**Task statement:**
Tally up the lines below that carry the word "distributed", answering with the figure alone.

[Source data]
———

PR #475, opened 2022-05-03
dkg: implement frost dkg

corverroos:
Implements a parallel Frost DKG using kryptology library and following example in `github.com/coinbase/kryptology/test/frost_dkg/bls/main.go`.

category: feature 
ticket: none
feature_set: alpha

### DIFF
--- a/dkg/frost.go
+++ b/dkg/frost.go
@@ -195,6 +195,7 @@ func round2(
 
 // makeShares returns a slice of shares (one for each validator) from the DKG participants and round 2 results.
 func makeShares(validators map[uint32]*frost.DkgParticipant, r2Result map[msgKey]frost.Round2Bcast) ([]share, error) {
+	// Get our ID from any validator (they all have our ID). 
 	targetID := validators[0].Id
 
 	// Get set of public shares for each validator.
--- a/dkg/frost.go
+++ b/dkg/frost.go
@@ -17,9 +17,6 @@ package dkg
 
 import (
 	"context"
-	"encoding/binary"
-	"io"
-	"strconv"
 
 	"github.com/coinbase/kryptology/pkg/core/curves"
 	"github.com/coinbase/kryptology/pkg/dkg/frost"
@@ -58,8 +55,8 @@ type fTransport interface {
 // runFrostParallel runs numValidators Frost DKG processes in parallel (sharing transport rounds)
 // and returns a list of shares (one for each distributed validator).
 //nolint:deadcode // Will be tested and integrated in subsequent PRs.
-func runFrostParallel(ctx context.Context, tp fTransport, numValidators, numNodes, threshold, shareIdx uint32, random io.Reader) ([]share, error) {
-	validators, err := newFrostParticipants(numValidators, numNodes, threshold, shareIdx, random)
+func runFrostParallel(ctx context.Context, tp fTransport, numValidators, numNodes, threshold, shareIdx uint32, dgkCtx string) ([]share, error) {
+	validators, err := newFrostParticipants(numValidators, numNodes, threshold, shareIdx, dgkCtx)
 	if err != nil {
 		return nil, err
 	}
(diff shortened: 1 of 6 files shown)


dkg/frost.go
```diff
@@ -0,0 +1,275 @@
...
+	"github.com/coinbase/kryptology/pkg/sharing"
+	"github.com/coinbase/kryptology/pkg/signatures/bls/bls_sig"
+
+	"github.com/obolnetwork/charon/app/errors"
+)
+
+// msgKey identifies the source and target nodes and validator index the message belongs to.
+type msgKey struct {
+	// ValIdx identifies the distributed validator (Ith parallel participant) the message belongs to.
+	ValIdx uint32
```
leolara, line 32: @corverroos if `msgKey` is only used on this package perhaps the fields should be private

dkg/frost.go
```diff
@@ -0,0 +1,275 @@
...
+	// It is 1-indexed and equivalent to `cluster.NodeIdx.ShareIdx`.
+	// The zero value indicates outgoing broadcast messages.
+	TargetID uint32
+}
+
+// fTransport abstracts the transport of frost DKG messages.
+type fTransport interface {
+	// Round1 returns results of all round 1 communication; the received round 1 broadcasts from all other nodes
+	// and the round 1 P2P sends to this node.
+	Round1(context.Context, map[msgKey]frost.Round1Bcast, map[msgKey]sharing.ShamirShare) (
```
leolara, line 48: @corverroos is this an interface that another package is going to implement and inject? or all the implementations are in this package?

Either:
 + Round1, Round2 should be private
 + msgKey should be public

dkg/frost.go
```diff
@@ -0,0 +1,275 @@
...
+	castR2Result, err := tp.Round2(ctx, castR2)
+	if err != nil {
+		return nil, errors.Wrap(err, "transport round 2")
+	}
+
+	return makeShares(validators, castR2Result)
+}
+
+// newFrostParticipant returns multiple frost dkg participants (one for each parallel validator).
+func newFrostParticipants(numValidators, numNodes, threshold, shareIdx uint32, dgkCtx string) (map[uint32]*frost.DkgParticipant, error) {
```
leolara, line 88: @corverroos in my opinion it is more readable if all the parameters have the type explicit, but I have seen both styles

dkg/frost.go
```diff
@@ -0,0 +1,275 @@
...
+	// The zero value indicates outgoing broadcast messages.
+	TargetID uint32
+}
+
+// fTransport abstracts the transport of frost DKG messages.
+type fTransport interface {
+	// Round1 returns results of all round 1 communication; the received round 1 broadcasts from all other nodes
+	// and the round 1 P2P sends to this node.
+	Round1(context.Context, map[msgKey]frost.Round1Bcast, map[msgKey]sharing.ShamirShare) (
+		map[msgKey]frost.Round1Bcast, map[msgKey]sharing.ShamirShare, error)
```
leolara, line 49: @corverroos I have not seen the new line done in this place before, if the opening bracket is in a different line I guess the closign one should be also in a different one?

leolara: I am not sure what is the best option for this? Perhaps having each input paramater in a different line? like in:

https://github.com/ObolNetwork/charon/pull/475/files#diff-97a44ec75e8f5c1ad277c0f745acc3e68bcc8ecc5e42cc6d9568abab6d04f272R148-R152

dkg/frost.go
```diff
@@ -0,0 +1,275 @@
...
+			TargetID: 0, // Broadcast
+		}] = *castR2
+	}
+
+	return castResults, nil
+}
+
+// makeShares returns a slice of shares (one for each validator) from the DKG participants and round 2 results.
+func makeShares(validators map[uint32]*frost.DkgParticipant, r2Result map[msgKey]frost.Round2Bcast) ([]share, error) {
+	targetID := validators[0].Id
```
xenowits, line 198: can u pls explain this line? why the 0th validator's id?

xenowits (approved):

dkg/frost.go
corverroos: it is a DTO, so fields are public.

dkg/frost.go
corverroos: It is a package internal interface. since the fTransport itself is not exported. Having unexported methods isn't required, nor does it makes things clearer.

dkg/frost.go
corverroos: I'm trying to keep the function signature on a single line.

dkg/frost.go
corverroos: Since this is an interface method, having each on a new line VERY verbose and weird looking, this is a good compromise I think.

dkg/frost.go
corverroos:
```suggestion
	// Get our ID from any validator (they all have our ID). 
	targetID := validators[0].Id
```

dkg/frost.go
leolara: it might? if it is not going to be marshalled and not used outside, it should be private

dkg/frost.go
leolara: private is the default, if something are not going to be exported it should not be made public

———

**Output:**
2